Classification society American Bureau of Shipping (ABS) has released a new report highlighting the potential of nuclear technology in the maritime industry through a study of a small modular reactor (SMR) on a standard LNG carrier.
Image credit: ABS/Herbert Engineering
The study modeled by ABS and Herbert Engineering Corporation (HEC) looks into the transformational impact of a high-temperature, gas-cooled reactor (HTGR) on the design, operation, and emissions of a 145,000 cubic meter (cbm) LNG carrier design.
Designed to help the industry gain better insight into the feasibility and safety implications of nuclear propulsion and to support future development projects, the study aims to provide information on heat and energy management, shielding, weight distribution, and other design features for an LNG carrier with nuclear propulsion.
Identifying design issues that will inform future rules development was also one of the goals of this study.
According to ABS, the study found that the HTGR technology allowed faster transit speeds and offered zero-emission operations without the requirement to refuel. However, the HTGR technology would need replacing approximately every six years.
It showed that a nuclear-propelled LNG carrier would have specific design features, with reactors placed at the rear of the vessel and batteries forward of the location occupied by fuel tanks on current vessels and a reinforced hull. Given design constraints, the HTGR technology would only be suitable for larger LNG carriers, ABS explained.
“While this technology is well understood on land, adapting it for marine application is in its infancy. However, this study and the other research we have carried out clearly highlight its significant potential to address not only shipping’s emissions challenge but to deliver a range of other operational advantages to the industry. ABS is committed to helping the industry evaluate its suitability for use in a range of use cases and LNG carriers is just one of a range of potential applications we are exploring,” said Patrick Ryan, ABS Senior Vice President and Chief Technology Officer.
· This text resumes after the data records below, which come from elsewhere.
PR #3357, opened 2026-05-05
feat(server): DockerBackend execInEnvironment honors env + cwd opts (#3312)

### LINKED ISSUE #3312: feat(server): implement execInEnvironment opts.env and opts.cwd in DockerBackend
## Context — Identified during review of PR #3311.

The Backend interface (`types.js`) specifies `execInEnvironment(containerId, { cmd, env?, cwd?, timeout? })` with `env` and `cwd` as supported opts. The DockerBackend implementation destructures only `{ cmd, timeout }` and silently ignores `env` and `cwd`.

Since `execInEnvironment` is a forward-looking method (not yet called by EnvironmentManager), the incomplete implementation is not a runtime bug today. But the interface is a contract K8sBackend and callers will rely on. Having opts in the signature that are silently dropped is misleading.

## Fix

In `packages/server/src/environments/backends/docker.js`, update `execInEnvironment` to:
- Pass `--env KEY=VAL` flags for each entry in `opts.env` (if provided)
- Pass `--workdir DIR` flag for `opts.cwd` (if provided)

## Notes

- `execInEnvironment` is used by K8s WS bridge sidecar pattern (#3192) — this should land before or alongside that work.
- Add a test case in `docker.test.js` covering both opts.

Part of #2450

blamechris:
Closes #3312

## Summary

- `execInEnvironment` previously destructured only `{ cmd, timeout }` and silently dropped `opts.env` and `opts.cwd`, violating the Backend interface contract defined in `types.js`
- `opts.cwd` is now forwarded as `--workdir <cwd>` to `docker exec`
- `opts.env` entries are now forwarded as `--env KEY=VAL` flags to `docker exec`
- When neither opt is provided the invocation shape is identical to before (no regression)

## Allowlist policy

`execInEnvironment` does **not** apply an allowlist filter on `opts.env`. This is intentional and different from `streamCliInEnvironment`:

- `streamCliInEnvironment` runs the long-lived Claude Code CLI and receives the host's full `process.env` as its `env` argument — an allowlist (`FORWARDED_ENV_KEYS`) prevents accidental secret leakage
- `execInEnvironment` receives an explicit, caller-constructed env object; `process.env` is never consulted. The caller is responsible for passing only what the command needs. This is documented in the JSDoc.

## Tests

6 new cases added to `tests/environments/backends/docker.test.js`:

1. Baseline: no opts → `['exec', containerId, 'bash', '-c', cmd]` exactly
2. `opts.cwd` only → `--workdir` flag present, container ID positioned after flag
3. `opts.env` only → `--env KEY=VAL` per entry
4. Both opts together → flags appear before container ID, `bash -c cmd` at end
5. Non-zero exit → rejects with stderr message
6. `process.env` isolation → unlisted host vars never appear in exec args

All 42 tests in the docker backend suite pass. The 11 pre-existing failures in the full suite (tunnel integration, WebTaskManager, encryption) are unrelated and present on `main`.


blamechris:
## Code Review: PR #3357

### Summary

Fixes a silent contract violation: `execInEnvironment` accepted `opts.env` and `opts.cwd` in its JSDoc but destructured only `{ cmd, timeout }`, silently dropping both fields. The fix adds the missing destructuring and wires them to `docker exec --workdir` and `--env KEY=VAL` flags. Six new unit tests cover the happy paths plus a process.env isolation regression.

---

### Strengths

- `execFile` (array args, no shell) is used throughout — `--workdir` and `--env KEY=VAL` are passed as separate argv elements, so spaces, quotes, and shell metacharacters in values are handled correctly without any quoting logic needed.
- The no-allowlist design is sound. `EnvironmentManager` never calls `execInEnvironment` today (confirmed: 0 hits in environment-manager.js), and the method receives a caller-constructed env object rather than `process.env`. The JSDoc makes the caller-responsibility contract explicit.
- `types.js` interface JSDoc was updated alongside the implementation — opts.env and opts.cwd now appear with correct `@param` tags.
- The process.env isolation test (test 6) is particularly valuable: it pollutes `process.env` with a sentinel variable, calls `execInEnvironment`, and asserts the sentinel never reaches the docker args.
- The "GREETING=hello world" test implicitly verifies space safety — the value travels through execFile's argv array without shell-splitting.

---

### Issues Found

#### Critical (Must Fix)

None.

---

| `docker.js` | `env` loop | Add `String(val)` coercion: `` `${key}=${String(val)}` `` | Template literal coercion already works for numbers/booleans (e.g. `{ PORT: 3000 }` → `PORT=3000`), but the JSDoc types opts.env as `Object` with no value type constraint. Explicit `String(val)` signals the intent clearly and future-proofs against a caller passing `null`/`undefined` (which would silently produce `KEY=null` or `KEY=undefined` and be hard to debug). |
| `types.js` | `execInEnvironment` JSDoc | Narrow `@param {Object} [opts.env]` to `@param {Object.<string,string>} [opts.env]` | Matches actual usage (string key→value pairs) and surfaces the no-null constraint to IDE tooling. |
| `docker.test.js` | New test suite | Add a test for `opts.cwd` containing a space (e.g. `'/work space/src'`) | Spaces in workdir paths are handled correctly by execFile's argv array, but having a test documents and protects this behavior explicitly. Without it, a future refactor that adds naive string interpolation would go undetected. |

---

#### Nitpicks

- The `if (env)` guard passes for an empty object `{}`, which produces zero `--env` flags — this is correct behavior, but a brief comment like `// empty env object → no flags` would make the intent obvious to a future reader.
- The inline JSDoc on `docker.js` is more detailed than the interface JSDoc in `types.js` (the latter doesn't mention the no-allowlist policy). Mentioning it briefly in the `types.js` `@param` description (e.g., "no allowlist applied — caller is responsible for passing only required vars") would help readers understand the design contract without needing to trace to the implementation file.

---

| Add `String(val)` coercion + JSDoc type narrowing for opts.env | https://github.com/blamechris/chroxy/issues/3358 | Defensive, not a correctness fix — no current caller passes non-string values. Low risk, worth tracking. |
| Add space-in-cwd test | https://github.com/blamechris/chroxy/issues/3359 | Gap in test coverage, not a bug. Safe to add in a follow-up. |

---

### Architecture Notes

`execInEnvironment` sits below `EnvironmentManager` in the stack — it's a low-level shellout helper, not an orchestration method. The no-allowlist decision is correct at this layer: EnvironmentManager constructs explicit env objects for specific operations (install steps, one-off commands) and is not a conduit for session environment passthrough. The design stays consistent with the existing pattern where `streamCliInEnvironment` owns the allowlist concern for the long-lived Claude Code process.

---

### Verdict

**Approve** — implementation is correct, safe, and well-tested. The `String(val)` coercion and type-narrowing suggestions are worth following up but do not block merge.

blamechris:
**Follow-up issue links (see main review above):**

- String(val) coercion + JSDoc narrowing: https://github.com/blamechris/chroxy/issues/3361
- Space-in-cwd test: https://github.com/blamechris/chroxy/issues/3362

Earlier this month, ABS launched what is said to be the industry’s first comprehensive rules for floating nuclear power plants at a forum for nuclear industry leaders held jointly with Idaho National Laboratory (INL) at ABS’ headquarters in Texas.
Together with HEC, the classification society also published a detailed study modeling the design, operation, and emissions of a floating nuclear power plant.
In 2023, HEC and ABS presented a study on nuclear propulsion’s impact on the design, operation, and emission profile of two ship types, a 14,000 TEU container vessel, and a 157,000 DWT Suezmax tanker.
This study found that the adoption of advanced nuclear reactors onboard a 14,000 TEU containership would basically eliminate the need for refueling of the vessel during its entire 25-year lifespan.
On the Suezmax vessel, the study found the addition of four, 5MW, heat-pipe microreactors, while decreasing cargo capacity, would raise operational speeds and only require refueling once during its 25-year life. Both concept vessels would emit zero CO2.
ABS’ other endeavors in the nuclear propulsion segment include a partnership with Korea Research Institute of Ships and Ocean Engineering (KRISO) to advance commercial SMR-powered ships and floating SMR power generation platforms.